Rodzice zawiadomili Rzecznika Odpowiedzialności Dyscyplinarnej Okręgowej Izby Lekarskiej we Wrocławiu. Jak poinformował Swidnica24.pl rzecznik Piotr Piszko, akta sprawy wraz z wnioskiem o ukaranie zostały przekazane 20 października 2021 roku do Okręgowego Sądu Lekarskiego. 6 kwietnia 2022 roku Okręgowy Sąd Lekarski wydał orzeczenie skazujące, dotyczące postawy etycznej lekarza. Zastosowano półroczny zakaz wykonywania zawodu oraz obowiązek pokrycia kosztów procesu przez Arnolda W. Wyrok nie jest prawomocny. – To nie jest to, czego oczekiwaliśmy, ale w całym tym procesie mieliśmy nadzieję usłyszeć, że my, jako rodzice zrobiliśmy wszystko, co można, by uratować naszego synka. Cały czas myślimy, że zawiedliśmy Filipka. Podczas przesłuchań świadków pani doktor z intensywnej terapii powiedziała, że my zrobiliśmy wszystko, co było możliwe. Cieszy nas to, że biegli i sąd zauważyli, że doszło do uchybień ze strony lekarza. Wiele osób mówiło nam, żebyśmy dali sobie spokój, że z hermetycznym środowiskiem lekarskim nie wygramy. My jednak jesteśmy przekonani, że warto walczyć, by lekarze traktowali rodziców poważnie. To w końcu my jesteśmy z dzieckiem cały czas, widzimy wszystkie objawy – mówi Jolanta Kowal. Dodaje z mocą, że nie chodzi o zemstę. – Chcemy prawdy i sprawiedliwości, tylko tyle.
Zawiadomienie o błędzie lekarskim, który mógł doprowadzić do śmierci Filipa, 31 stycznia 2019 roku dotarło do Prokuratury Rejonowej w Świdnicy. Ostatecznie sprawa została przeniesiona do Prokuratury Okręgowej w Świdnicy. Bardzo długo trwało oczekiwanie na opinię biegłego, a sytuację pogorszyła pandemia. – Lekarz ze szpitala, który odmówił przyjęcia Kowala usłyszał zarzut narażenia dziecka na poważny uszczerbek na zdrowiu, a nawet śmierć – poinformował prokurator Tomasz Orepuk.
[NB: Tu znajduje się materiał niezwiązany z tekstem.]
PR #533, opened 2016-12-12
Clarify documentation for OSX install

adrianbrink:
This clarification is badly needed, since people like me always spend hours trying to find the answer or give up extremely frustrated.

### DIFF
--- a/README.md
+++ b/README.md
@@ -56,13 +56,10 @@ homebrew:
 ```bash
 brew install openssl
 ```
-This will install opensll as a keg-only version, which means that cargo won't be
-able to discover it. Furthermore running
-```bash
-brew link --force openssl
-```
-won't solve your problem as brew will rightfully tell you that this move is very
-insecure.
+
+#### Note for users of the hyper crate
+```brew install``` won't directly work and neither will ```brew link --force openssl```.
+It will  fail because hyper still depends on an older version of this crate.
 The solution is to export two environment variables which allow cargo to locate
 the correct openssl libraries installed by brew.
 ```
--- a/README.md
+++ b/README.md
@@ -56,6 +56,21 @@ homebrew:
 ```bash
 brew install openssl
 ```
+This will install opensll as a keg-only version, which means that cargo won't be
+able to discover it. Furthermore running
+```bash
+brew link --force openssl
+```
+won't solve your problem as brew will rightfully tell you that this move is very
+insecure.
+The solution is to export two environment variables which allow cargo to locate
+the correct openssl libraries installed by brew.
+```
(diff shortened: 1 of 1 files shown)


sfackler:
Homebrew installs are automatically recognized in the current release. Documentation similar to this is in the old 0.7.x README, which is linked from the current one here: https://github.com/sfackler/rust-openssl#warning

adrianbrink:
Mh, I would still leave it in there for now, since when installing [hyper](https://github.com/hyperium/hyper/blob/master/Cargo.toml) you will still need to fix it by adding the env vars.

And most people won't be digging through the actual version numbers. They either want it to work like with NPM or find a super simple explanation on the front-page. :-)

sfackler:
What does "working like NPM" mean? I don't really know how NPM would avoid the issue of libraries changing over time.

adrianbrink:
Working like NPM means: it should be easy and convenient to use and just work :-)

That's why I would include this even in the current documentation.

adrianbrink:
I have amended it so that it highlights that this only applies to users of the hyper crate. Once hyper updates its version of this crate we should remove this extensions.

sfackler:
@seanmonstar seriously, can you upgrade this freaking dependency? I am going to start forwarding all 0.7 support to you.

README.md
```diff
@@ -57,6 +57,18 @@ homebrew:
...
 
+#### Note for users of the hyper crate
+```brew install``` won't directly work and neither will ```brew link --force openssl```.
+It will  fail because hyper still depends on an older version of this crate.
+The solution is to export two environment variables which allow cargo to locate
+the correct openssl libraries installed by brew.
+```
+export OPENSSL_LIB_DIR=/usr/local/opt/openssl/lib
+export OPENSSL_INCLUDE_DIR=/usr/local/opt/openssl/include
+```
```
sfackler: No, `DEP_OPENSSL_INCLUDE` is set by cargo.

adrianbrink:
If you don't want to merge it, please just close it. :-(

golddranks:
I just – after debugging this for n:th time – came here to add the thing about "This formula is keg-only, which means it was not symlinked into /usr/local.", but it seems that the documentation fix is already underway! (Or then Hyper will finally update its dependency, which makes the additional note in the docs needless... but that could still take weeks, and having a temporary note in the documentation is only a few-row change... do it, please!)

adrianbrink:
If you want to merge it I'll update the PR today.

sfackler:
I don't want to be peppering the README with random portions of the version for random old versions. Hyper will be cutting a release soon decoupling it from 0.7.

Issue #534, opened 2016-12-13
Failure "unable to get local issuer certificate" on Windows


Philipp91:
I'm trying to run the example code from the documentation: http://sfackler.github.io/rust-openssl/doc/v0.9.2/openssl/ssl/index.html. I mostly include the detailed error message here for other users to find, because currently the only result in the issue tracker is the dangerous issue explaining how to disable certificate validation -- which is not how one should react to this error.

It works on Ubuntu but fails on Windows:
```
thread 'main' panicked at 'called `Result::unwrap()` on an `Err` value: Failure(MidHandshakeSslStream { stream: SslStream { stream: TcpStream { addr: V6([2003:6a:8f3e:ce34:7542:e1b1:3d39:e107]:61961), peer: V6([2a00:1450:4001:81b::200e]:443), socket: 308 }, ssl: Ssl { state: "error", verify_result: X509VerifyError { code: 20, error: "unable to get local issuer certificate" } } }, error: Ssl(ErrorStack([Error { code: 337047686, library: "SSL routines", function: "tls_process_server_certificate", reason: "certificate verify failed" }])) })', ../src/libcore\result.rs:837
```
This is the line where it fails: `connector.connect("google.com", stream).unwrap()`.

The reason it does not work is because the OpenSSL binaries recommended by rust-openssl (http://slproweb.com/products/Win32OpenSSL.html) do not contain trusted roots. On my command line, I have two versions of openssl.exe. One is bundled with those binaries and it throws the same error when I execute `openssl s_client  -connect google.com:443`. The other is bundled with my Git installation and that one has a `C:\Git\usr\ssl\certs\ca-bundle.crt` file, so it works fine.

To help its users solve this issue, rust-openssl should either recommend different OpenSSL binaries (if any exist), or those binaries or rust-openssl should provide instructions on how to install root certificates, or rust-openssl should explain how to pin the correct certificate (and point users there from the main documentation where the code sample can be found).

sfackler:
I'd be happy to take a PR improving the README docs for Windows!

Philipp91:
See #535

unordered:
my ubuntu:bionic also
but [it's solved](https://original.unordered.org/timelines/5a57e94425c00000)
🎉🎉🎉

PR #535, opened 2016-12-14
#534 Explain how to install trusted root certificates

Philipp91:
The slproweb.com OpenSSL distribution does not contain root certificates, so they need to be downloaded and installed manually to avoid certificate warnings when making requests.


sfackler:
Thanks!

Lekarz odmówił składania wyjaśnień. Za przestępstwo, które Arnoldowi W. zarzuca prokuratura, grozi kara do 5 lat pozbawienia wolności.
Filip został pochowany na cmentarzu w Walimiu. Jego bliscy potrzebowali pomocy psychiatrycznej po stracie, która dotknęła całą rodzinę. Państwo Kowalowie na świecie powitali kolejnego synka, Leona. – Leoś jest bardzo podobny do Filipka. Staramy się funkcjonować dla naszych dzieci, ale nigdy nasze życie nie będzie takie, jak dawniej. Żaden wyrok nie zwróci nam synka – mówi Jolanta Kowal.